Tradisi “entas entas” yang sudah turun temurun masih terpelihara dengan baik sampai kini. Ini terlihat dari kegiatan budaya entas entas yang berlangsung di Latar Gubung Song Meri di Dusun Nitikan, Sukoharjo pada Sabtu (18/4) malam.
Masyarakat mengikuti serangkaian prosesi entas-entas yang diawali oleh doa tetua adat. Doa sebagai wujud syukur kepada Tuhan Yang Maha Esa atas hasil panen melimpah.
Prosesi sakral lainnya adalah memungut/mengumpulkan sebagian (jimpit) hasil panen (gabah) seikhlasnya dari petani oleh sekelompok pemuda. Bulir padi yang terkumpul selanjutnya di upacarakan sebelum dibagikan kepada warga kurang mampu maupun mereka yang tidak ikut panen dan mengalami gagal panen.
“Ini tradisi yang sudah turun temurun. Tujuannya untuk terus memupuk tali persaudaraan, silaturrahmi serta menumbuhkan jiwa sosial masyarakat dengan berbagi,” kata Solichin, tokoh adat desa setempat.

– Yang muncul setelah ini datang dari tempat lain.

PR #121, opened 2023-05-19
Fixes

taggrx:
This PR contains 5 fixes:

- fixes the missing cut line in comment previews,
- refunds tips on post deletions and removes tags,
- decouples the upgrade proposal execution and the actual upgrade execution: now the hourly routine will check for pending upgrades and execute one if it finds one (context: https://taggr.link/post/27791). This will now happen _after_ Taggr checked for NNS proposals which will dramatically minimize the probability of running into open canister calls,
- fixes notification counter refresh,
- the watched post notifications will now only display the post id which is the tail of a thread, instead of all new messages on the whatched post: this the user an catch up much quicker by simply covering all thread bottom up instead of clicking on each new message returning to the same thread.

It also move thee nns related logic into a separate function.


src/backend/env/canisters.rs
```diff
@@ -164,10 +164,12 @@ pub fn upgrade_main_canister(logger: &mut Logger, wasm_module: &[u8], force: boo
     logger.info("Executing the canister upgrade...");
     let calls = calls_open();
     if calls > 0 && !force {
+        let calls_map = unsafe { &CALLS };
         logger.error(format!(
-                "Upgrade execution failed: {} canister calls are in-flight: {:?}. Please re-trigger the upgrade finalization.",
-                calls,
-                unsafe { &CALLS }
+            "Upgrade execution failed due to open canister calls: {:?}",
+            calls_map
```
chmllr, line 170: Consider using `if let Some(calls_map) = unsafe { &CALLS } { ...` instead to avoid `Some` in the logs.

chmllr (approved):

chmllr:
Can't wait for the notifications fixes 😅

PR #124, opened 2023-05-22
post creation with images e2e test (again)

nathanosdev:
This reverts the reverted commit with the post creation e2e tests and also fixes the dockerfile's entry point so it exits with a non-zero exit code when the tests fail. I haven't fixed the tests yet because I want to prove it works :)


taggrx:
Yay, it works! :D

nathanosdev:
I'm having issues with the image loading inside the docker container. It works fine when it's run outside of the Docker container. It's not an issue of the image taking too long to load. I've honestly no idea what's happening.

@taggrx @chmllr how do you guys feel about just running the tests directly in a GitHub action? It won't block the `make release` command anymore, but it will at least block PRs from being merged.

Or if either of you knows how to debug a browser running inside a Docker container, then maybe this might give us some clue as to what's going on.

taggrx:
> @taggrx @chmllr how do you guys feel about just running the tests directly in a GitHub action? It won't block the `make release` command anymore, but it will at least block PRs from being merged.

Sure this would prevent having a green checkmark on commits, right? I think this is all we need. Maybe we can even make `make test` run `make e2e_test` and make it a separate github action instead of part of release building?

taggrx:
Oh wait it looks like `make test` is not even executed anymore during `make release`?! 😱

taggrx:
> I think making it part of make test makes sense for running everything locally in one go, but for the GitHub pipeline we can go one step further and run the e2e tests in parallel with the unit tests and linting.

Yes this is true, let's do that!

Do you want to make it in this MR or should I already add the `make test` back to `make release`?

taggrx:
Ok, great! Thanks a lot! And don't hurry, I don't plan to create new releases in the next days, so this is not urgent.

nathanosdev:
Superseeded by https://github.com/TaggrNetwork/taggr/pull/128

PR #125, opened 2023-05-22
fix poll radio groups

nathanosdev:
This PR fixes an issue with the poll radio inputs reported here: https://taggr.link/post/28185


src/frontend/src/poll.jsx
```diff
@@ -21,9 +22,10 @@ export const Poll = ({poll, post_id, created}) => {
             const votes = (data.votes[id] || []).length;
             const pc = totalVotes > 0 ? Math.ceil(votes / totalVotes * 100) : 0;
             return <label key={id} className={showVoting ? "vcentered" : null} style={{display: "flex", flexDirection: showVoting ? "row" : "column"}}>
-                {showVoting && <input type="radio" value={id} name={id} className="right_spaced" style={{marginTop: 0}}
+                {showVoting && <input type="radio" value={id} name={radio_group_name} className="right_spaced" style={{marginTop: 0}}
```
nathanosdev, line 25: A radio input group should have a consistent `name` across each option. Having a different `name` means the browser will recognize them as different groups, which is why it was possible to select all options.

The core fix is actually the `e.preventDefault()`, which stops the browser from showing the radio option as selected when it's clicked. So having a consistent `name` isn't necessary, but we should have it anyway for accessibility.

We don't actually need to display the input as selected because as soon as it is selected it is replaced by the poll results.

taggrx (approved):
Awesome! Thanks so much!

PR #126, opened 2023-05-24
Rewards aka weighted funding

taggrx:


src/backend/env/config.rs
```diff
@@ -219,7 +219,7 @@ pub const CONFIG: &Config = &Config {
 
     reaction_fee: 1,
 
-    max_funding_amount: 10000,
+    max_funding_amount: 20_000_00, // at ratio 1:1
```
nathanosdev, line 222: Is this measured in whole Taggr tokens? 2 million seems way too high, or am I missing something?

Minor thing, but I'd find it easier to read as `2_000_000`.

src/backend/env/proposals.rs
```diff
@@ -44,6 +76,33 @@ impl Proposal {
             .get(&account(principal))
             .ok_or_else(|| "only token holders can vote".to_string())?;
 
+        match &mut self.payload {
+            Payload::Release(release) => {
+                if release.hash != data {
+                    return Err("wrong hash".into());
```
nathanosdev, line 82: Nice! I had this on my todo list 😄

src/backend/env/config.rs
nathanosdev: Ah, after reading further in `proposals.rs` this makes more sense now.

nathanosdev (approved):

src/backend/env/config.rs
taggrx: Yep, this is why I put the `_` before the last 2 zeros, to kind of make clear those are the cents. This whole decimal thing is pretty annoying tbh.

chmllr (dismissed):

PR #128, opened 2023-05-25
e2e test pipelines

nathanosdev:
This PR superseeds https://github.com/TaggrNetwork/taggr/pull/124.
I opened a new one so I could test the pipeline without spamming notifications on followers of the previous PR.

There's quite a few changes in this PR now, so I'd recommend reviewing by commits.

- https://github.com/TaggrNetwork/taggr/pull/128/commits/6ab8369ad3626ce00955151867a81e2c6c62611d: this commit reverts the revert of the image uploading tests
- https://github.com/TaggrNetwork/taggr/pull/128/commits/3b5dae1c03b6289c54d2ff1114c0ae806a6c7969: this introduces the fix so the docker image fails when the e2e tests fail (this is no longer relevant)
- https://github.com/TaggrNetwork/taggr/pull/128/commits/15f316b9446b003a22634f3b42a032786ebca4f5: this fixes some issues with the e2e tests
- https://github.com/TaggrNetwork/taggr/pull/128/commits/d58162b010b2d0e0c8f55d505a07652a72ee14f3: this moves the e2e test to their own pipeline. I'll leave comments directly on this commit to explain more about what I did there.


webpack.config.js
```diff
@@ -57,6 +57,7 @@ module.exports = {
     output: {
         filename: "index.js",
         path: path.join(__dirname, "dist", frontendDirectory),
+        clean: true,
```
taggrx, line 60: What does it do actually?

taggrx (approved):
Amazing work! Thanks you so much Nathan! Also thanks for comments making all changes so easy to understand!

Btw, did you forget to make `make test` part of `make release` or do you plan to do it in the other PR?

webpack.config.js
nathanosdev: This basically does `rm -rf` on the output directory before building, so I removed this line in favor of this: https://github.com/TaggrNetwork/taggr/pull/128/files#diff-76ed074a9305c04054cdebb9e9aad2d818052b07091de1f20cad0bbac34ffb52L25

nathanosdev:
> did you forget to make make test part of make release or do you plan to do it in the other PR?

I didn't forget, but I think I misunderstood our last conversation about this. I placed the `make test` checks into a separate pipeline here: https://github.com/TaggrNetwork/taggr/pull/128/files#diff-9a979a1e38ba79e2c75e54c4bf21fe1a2a1b935e1736666565f992e634dadd0fR34-R41, with the intention of also adding future checks there for the frontend code too (like eslint, prettier formatting & unit tests etc), pending a conversation about those checks first of course.

Do you want to have these checks as part of `make release` in addition to the additional pipeline? Or instead of the additional pipeline?

taggrx:
Ah I see! No that's fine then. As long as a failing test would break the build, I'm fine with having it as a pipeline job as well, of course!

.github/workflows/lint-and-test.yml
```diff
@@ -0,0 +1,44 @@
+name: Lint and Test
```
taggrx, line 1: @nathanosdev  Btw why does this needs to install dfx, start it, build a canister, etc?

nathanosdev: The rust compilation fails unless the frontend assets are there and the frontend fails unless the canister IDs file is there. We can skip it by using `NODE_ENV=production` though so it reads the `canister_ids.json` file at the root instead of the local one that's in the `.dfx` folder. Thanks for making me think twice about that! PR here: https://github.com/TaggrNetwork/taggr/pull/142

PR #131, opened 2023-05-27
feat: social image and tags

peterpeterparker:
# Motivation

Improve the rendering of the social cards when the link to taggr is shared on other social platform.

The current card displays the favicon as image  e.g. https://twitter.com/Shivaprasad9989/status/1662350590498971649

# Changes

- fix `raw` url to `apple-touch-icon.png`. note the fix uses `raw` but the IC now supports crawlers, so you should be able to use https://taggr.link/.... However it seems that your React routing is not compliant with static assets therefore still pointed to raw

- add description, `og:` and `twitter:` tags for static html

- provide a social image


src/frontend/assets/social_image.jpg
nathanosdev, line 1: There's a typo in the image, "powered y the" :)

src/frontend/src/index.html
```diff
@@ -3,13 +3,28 @@
     <head>
         <meta charset="UTF-8">
         <meta name="viewport" content="width=device-width, initial-scale=1.0, maximum-scale=1.0, user-scalable=0">
-        <title>TAGGR</title>
         <base href="/">
-        <link rel="apple-touch-icon" sizes="180x180" href="https://6qfxa-ryaaa-aaaai-qbhsq-cai.ic0.app/_/raw/apple-touch-icon.png">
+
+        <title>TAGGR</title>
```
nathanosdev, line 8: This is great, but it should also be updated on the canister side here: https://github.com/TaggrNetwork/taggr/blob/main/src/backend/http.rs#L134-L154

Otherwise now there will be a mix of static description for the `twitter:description` tag and a dynamic description for the `og:description` tag.

nathanosdev (commented):
Welcome to Taggr David! And thank you for your contribution :)

nathanosdev:
@taggrx I approved David for running the CI pipeline. I work with him in Dfinity so I can vouch for him :) he's an excellent frontend developer and works on NNS frontend dapp as well as https://juno.build/.

src/frontend/assets/social_image.jpg
peterpeterparker: Copy/paste used to be more reliable 😫.

Fixed.

src/frontend/src/index.html
peterpeterparker: Does it even work @nathanosdev ? If I inspect the DOM in the browser debugger or with a curl, in both cases I do not get these existing or tag?

If work, should I move any title and description from the static html to the rust backend you pointed out, that's what you mean?

nathanosdev: What curl command are you using?

For me, if I run this then I can see that the dynamic meta tags are added:
```shell
curl https://taggr.link/post/27071
```

I guess you were curling `/`, which does not hit this part of the code because it's already certified. Only the non-certified routes (user posted content) will trigger this as part of the code as part of the "upgrade to update call" process.

So I think it's good to keep what you have added to the `index.html` for the home page, but also add the `title`, `description` and `url` tags to that `http.rs` file so they will be used for the non-certified routes too.

peterpeterparker: Gotcha.

Adding these tags to `index.html` won't break these dynamic non-certified routes right?

In addition to `title`, `description` and `url` we should probably add a `canonical`. Let me try.

peterpeterparker:
```
curl https://taggr.link/post/27071
```

=>

```
<!doctype html><html lang="en"><head><meta charset="UTF-8"><meta name="viewport" content="width=device-width,initial-scale=1,maximum-scale=1,user-scalable=0"><title>TAGGR</title><base href="/"><link rel="apple-touch-icon" sizes="180x180" href="https://6qfxa-ryaaa-aaaai-qbhsq-cai.ic0.app/_/raw/apple-touch-icon.png"><meta name="apple-mobile-web-app-title" content="TAGGR"><meta name="apple-mobile-web-app-capable" content="yes"><meta content="website" property="og:type"/><meta content="https://6qfxa-ryaaa-aaaai-qbhsq-cai.ic0.app/_/raw/apple-touch-icon.png" property="og:image"/><meta content="https://taggr.link/#/post/27071" property="og:url" />
```

=>

shouldn't the `og:type` be `article` rather than `website` in that case?

peterpeterparker: Pushed few tags, let me know what you think

taggrx:
Thanks so much @peterpeterparker for this contribution! This means a lot to all of us! @nathanosdev yes, I know David from #IC Twitter of course and this came as a big surprise! 😅🙏

@peterpeterparker If you register on Taggr let me know your user name please. We usually reward important contributions with our tokens. They are not transferable yet and can only be obtained in any way except "mining" through content on Taggr or via distribution. Our hope is to achieve a decentralization by putting the governance into the hand of the _right_ people.

taggrx:
social_image
Can we use a compression picture? This one is 75% smaller.

Sorry, I fight for every byte :D

src/frontend/src/index.html
nathanosdev: > Adding these tags to index.html won't break these dynamic non-certified routes right?

You're right, the tags are duplicated for those routes now, the static ones are present in addition to the dynamic ones. I guess we could either try to remove the static ones from the `index.html` in that function for the dynamic metadata OR use a different HTML template to render the dynamic metadata. What do you think @taggrx?

> shouldn't the og:type be article rather than website in that case?

I don't know these meta tags too well so I wouldn't have expected that, but I checked Twitter and see they use the type `article` for Tweets so if it makes sense for them then I definitely think it makes sense for Taggr!

peterpeterparker:
> Can we use a compression picture? This one is 75% smaller.

Sure @taggrx , done (19 KB instead of 80 KB).

peterpeterparker:
Not sure if you wanted to add the source of the image in the repo so here are the source.
I use Affinity Designer and I also exported it as PSD but, this image is nothing else than the existing svg logo, the tagline I found on twitter with the font Helvetica Neue as used by Taggr.

[Archive.zip](https://github.com/TaggrNetwork/taggr/files/11583870/Archive.zip)

src/frontend/src/index.html
nathanosdev: Essentially all of the tags in `http.rs` will be duplicated since they already exist in `index.html` statically.

I was able to replace each individual tag using regex: https://github.com/TaggrNetwork/taggr/commit/8fea4efdaaf65d53296b37c3d65f34ec6367882a

I've tested this for posts, threads, journal, user, realm and feed. It works for all of them with the HTML minified and non minified. But I think this approach will be brittle and we'll need to be careful when changing metatags in the future. It also adds an additional 262kb to the wasm size (the regex implementation for Rust is massive), so the total size is 1,456kb now.

This reminds me of this Stackoverflow post 😆 https://stackoverflow.com/a/1732454

I think that this might be okay as an interim measure, at least until Rust canisters are able to execute JavaScript (I think this is something we'll be able to do later this year). What do you guys think?

taggrx: Ugh, I'd try to avoid the regex dependency at all costs 😅

Why not doing it plain stupid: just substituting of `<meta name="mark" content="OG">` with static tags for the certified call to `index.html` the same way it's done for non certified paths?

nathanosdev: > Ugh

I feel you 😄 

> substituting of <meta name="mark" content="OG"> with static tags for the certified call to index.html the same way it's done for non certified paths?

Ah yes good idea, this can work! I'll give it a try later.

nathanosdev: It works :) 

https://github.com/TaggrNetwork/taggr/commit/c7e1f3139371b2bfdd625a4ab12f262513de34d0

taggrx: @nathanosdev this looks awesome, also a great clean up, thank you so much!

I guess this will be a separate MR?

nathanosdev: I was thinking @peterpeterparker could just cherry pick the commit onto his branch and make any last adjustments, cleanups or additions he thinks to the tags etc.

peterpeterparker:
[social-image.zip](https://github.com/TaggrNetwork/taggr/files/11592451/social-image.zip)

src/frontend/src/index.html
peterpeterparker: I've copied and pushed your code manually in the PR @nathanosdev. Please double check that I did not missed anything.

taggrx:
@peterpeterparker do you want to cherry pick https://github.com/TaggrNetwork/taggr/commit/c7e1f3139371b2bfdd625a4ab12f262513de34d0 so that I can do a final review and approve?

peterpeterparker:
@taggrx I did manually copy the changes see my comment https://github.com/TaggrNetwork/taggr/pull/131#discussion_r1209362572

Or did you add something else?

taggrx:
Oh I am ver sorry, I missed that! Getting too many Github emails :D

taggrx (approved):

taggrx:
Thanks a lot again @peterpeterparker and @nathanosdev !!!

peterpeterparker:
Coolio, thanks for the merge and help

PR #144, opened 2023-05-31
Fixes

taggrx:
Many minor fixes.


src/frontend/src/common.jsx
```diff
@@ -105,7 +105,7 @@ export const getTokens = (prefix, value) => {
     return list;
 };
 
-export const setTitle = value => document.getElementsByTagName("title")[0].innerText = `TAGGR: ${value}`;
+export const setTitle = value => document.getElementsByTagName("title")[0]?.innerText = `TAGGR: ${value}`;
```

Baca juga : Menag Nasaruddin Umar Dukung Usulan Tokoh Pondok Tremas Jadi Pahlawan Nasional
Pemerintah Kabupaten Pacitan memberi apresiasi tinggi tradisi entas entas masyarakat Desa Sukoharjo. Di era modern seperti saat ini, masyarakat masih melestarikan warisan nenek moyang yang kaya akan nilai sosial dan kemanusiaan. Warga menjunjung tinggi gotong royong, kebersamaan serta kesetiakawanan sosial.
“Entas entas merupakan tradisi baik masyarakat Desa Sukoharjo. Mudah-mudahan tradisi ini terus lestari dan membawa lebih banyak kebaikan bagi masyarakat,” ujar Bupati Indrata Nur Bayuaji, Bupati Pacitan dihubungi terpisah.
Kegiatan entas entas juga dimeriahkan oleh atraksi seni dari Sanggar Song Meri Desa Sukoharjo. Pertunjukkan seni itu menjadi hiburan sekaligus penutup dari serangkaian tradisi entas entas. (red/adv).